» What needs to be done
Every line of the material is to be duplicated precisely.

» The records
PR #4015, opened 2020-01-14
Server certificate validation

psafont:
Add private key and certificate sanity checking checking, this is not meant to replace online certificate chain checking.

I also took the opportunity to make the existing interface clearer.


ocaml/xapi/certificates.ml
```diff
@@ -334,3 +335,57 @@ let validate_private_key pkcs8_private_key =
   |> function
     | Ok priv -> priv
     | Error `Msg (err, msg) -> raise_server_error msg err
+
+let validate_certificate kind str now private_key =
+  let open Rresult in
+  let ensure_keys_match private_key certificate =
+    let public_key = X509.Certificate.public_key certificate in
+    match public_key, private_key with
+    | `RSA pub, `RSA priv when pub = Nocrypto.Rsa.pub_of_priv priv ->
```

» Result of this exercise
PR #4015, opened 2020-01-14
Server certificate validation

psafont:
Add private key and certificate sanity checking checking, this is not meant to replace online certificate chain checking.

I also took the opportunity to make the existing interface clearer.


ocaml/xapi/certificates.ml
```diff
@@ -334,3 +335,57 @@ let validate_private_key pkcs8_private_key =
   |> function
     | Ok priv -> priv
     | Error `Msg (err, msg) -> raise_server_error msg err
+
+let validate_certificate kind str now private_key =
+  let open Rresult in
+  let ensure_keys_match private_key certificate =
+    let public_key = X509.Certificate.public_key certificate in
+    match public_key, private_key with
+    | `RSA pub, `RSA priv when pub = Nocrypto.Rsa.pub_of_priv priv ->
```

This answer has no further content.